というわけで内容、というかお話の筋なのですけれど、最高でした。急に感想が雑で申し訳ないんですけどこれは仕方ないっていうかだって花の彼(フロルさん)が最高すぎて……なにこの眩しすぎる金髪長髪イケメン。いや物語の主人公という意味ではきっとバドさんがメインで、現に彼の方が視点保持者なのですけれど。
バドさんの抱えた困難、生まれ持った珍しい外見的特徴による不当な扱い。単純に差別や迫害といった要素を読み取れなくもないのですけれど、でもそのさじ加減が絶妙というか、悲劇としての痛みはあれど踏み込みすぎないところがよかったです(読む側が意図的に読み込もうとしない限りはえぐみを感じない調整)。ある種のシンデレラストーリー的な側面、というか誤解を恐れず言うなら『みにくいアヒルの子』的な要素があって、でも結末自体はむしろ真逆というか、ひとまわり上のレベルで上書きしてくるハッピーエンドなのがもう最高でした。

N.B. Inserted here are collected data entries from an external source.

PR #16744, opened 2024-07-17
Expose the source code from ckeditor5-demos and the builder

Reinmar:

Docs: Expose the source code from ckeditor5-demos and the builder.

---

### Additional information

This is to address the traffic to [https://github.com/ckeditor/ckeditor5/blob/master/docs/examples/builds/classic-editor.md](https://github.com/ckeditor/ckeditor5/blob/master/docs/examples/builds/classic-editor.md)

14% of the visitors of the [https://ckeditor.com/docs/ckeditor5/latest/examples/builds/classic-editor.html](https://ckeditor.com/docs/ckeditor5/latest/examples/builds/classic-editor.html) page end up there.

### Work needed

If this change makes sense, it needs to be applied to the other 4 examples in that section (inline, balloon, balloon block, document). The other examples have their source code inline which is fine for now.

In the long-term, once we'll have more presets in the builder and ability to open a specific setup there, we'll be linking to the builder only


godai78:
We mentioned this today on planning, there's a suggestion to put it over the demo, as it's not on the immediate screen upon entering the example page.

gorzelinski:
> We mentioned this today on planning, there's a suggestion to put it over the demo, as it's not on the immediate screen upon entering the example page.

Exactly, I can make the changes.

Witoso:
AFAICS, it's already above the snippet.

Reinmar:
> AFAICS, it's already above the snippet.

Yes. The diff is unclear, but I moved it above indeed :)

godai78:
By the way, don't we want it on `stable` so that goes on production immediately?

godai78:
We can also turn off the GitHub top-right icon link in these guides, by the way.

gorzelinski (commented):
Everything is ok. But I wonder, were some editor demos always narrower than the content? Affected demos are:

* Inline editor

だって夜は夜のままで美しく、花は花として艶やかで、いやこんなに幸せな結末ってあります? 細やかなディティールとしっかり主張してくるキャラクター、それらが最後の最後に大輪の花となって咲き誇る、まさにハッピーエンドとしか言いようのない作品でした。金髪最高!
※このレビューは「ファンタジー」について書いてますけど、書いてる人は「ファンタジー」といえばトールキンとハリポタとナルニアくらいしかイメージできないくらいに普段小説を読まない人なのですごく的外れなことを言う可能性があります。

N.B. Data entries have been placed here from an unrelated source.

PR #330, opened 2019-08-12
Replace pooling with reduce_mean where possible

pfultz2:


kahmed10:
Can we also check in the parser for pooling ops to check if it meets the conditions to substitute for reduce_mean?

pfultz2:
> Can we also check in the parser for pooling ops to check if it meets the conditions to substitute for reduce_mean?

There is the `rewrite_pooling` pass that does that. Otherwise, we would need to write this twice in both of the frontends.

kahmed10:
> > Can we also check in the parser for pooling ops to check if it meets the conditions to substitute for reduce_mean?
> 
> There is the `rewrite_pooling` pass that does that. Otherwise, we would need to write this twice in both of the frontends.

I think we should revisit merging the frontend parser functions sometime in the future, but this will work for now.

僕らが「ファンタジー」を書こう!と思ったとき、実際に書きはじめたり、完成させることができるかどうかはともかく、最初に考えるのって設定とストーリーだと思うんです。世界観考えるの楽しいですしね。世界観だけめっちゃ詳細に作り込んで肝心の本文は1文字たりとも書かないままラノベ作家の夢を諦めたオタクはいっぱいいると思います(僕もです)。
ただですね、設定とストーリーの面白さで魅せるっていうのは、必ずしも小説の作り方ではないんですね。少なくとも設定とストーリー展開“だけ”が小説の魅力ではない。この辺、ラノベとかロールプレイングゲームが「物語」の原体験であるような世代に特有の問題だと僕は思っていて、僕もそうですが小説を読んだり映画を観たりするときに、どうしても設定とストーリー展開をまず気にしてしまうし、自分が創作をするときにもそこから考える。それ自体は別に良いことでも悪いことでもないんですけど、「小説」という形式の最大武器って、実は設定でもストーリー展開でもなくて(その2つが最大の武器になるのはロールプレイングゲームです)、「文章」なんですよね。当たり前なんですけど。

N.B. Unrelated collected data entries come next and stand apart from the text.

PR #334, opened 2019-08-15
Bert ops

kahmed10:


src/tf/tf.cpp
```diff
@@ -804,30 +823,75 @@ struct tf_parser
...
             shrink_axis_mask = static_cast<uint32_t>(attributes.at("shrink_axis_mask").i());
 
+        for(size_t i = 0; i < num_axes; i++)
+        {
+            // the LSB corresponds to axis 0 when determining which axes to begin
+            if(((begin_mask >> i) & bitwise_compare) == 1)
+                begin_axes.push_back(1);
+            else
+                begin_axes.push_back(0);
+        }
```
pfultz2: Can you make this a function that takes the mask and returns the vector?

src/tf/tf.cpp
```diff
@@ -867,10 +929,16 @@ struct tf_parser
         if(instructions.count(name) == 0)
         {
             auto&& node = nodes.at(name);
+            // assert ops ignored
+            if(node.op() == "Assert" or contains(name, "Assert"))
```
pfultz2: Is it possible to add a test for this?

kahmed10: added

ところが、文章の美しさを追究する作品を書こうとすると、「ファンタジー」という世界観である必要性ってあまりないんですよね。むしろ、日常のさりげない一コマを磨き上げられた表現で意味付けするような作品こそ、文章の底力を感じさせるものだし、美しい世界を美しい言葉で表現するのは、簡単だからこそ難しかったりするんだと思うんですよ。
で、この作品なんですが、まずもう書き出しの一文が本当に素敵ですよね。ぐっと引き込まれる。そして、「春」を「花招き月」とするような世界観と、文章のリズム感がリンクしてる。ファンタジーの世界だからこそ可能な文章表現なんですよね。ファンタジーであることにきちんと意味がある。
幻想の世界を、幻想的な文章で表現してくれる小説。幻想の世界で、特別な事件で読者を驚かせるということでもなく、ただただ美しい世界の情景が活写される、でも「ファンタジー」という形式でなければ成立し得ない世界、そういう小説、ありそうでなかなか無いよなって思ってます。少なくとも僕は読んだことないし、そんな小説をずっと読んでみたいって思ってたけどようやく見つかった、という気持ちです。
美しい、とても美しい世界でした。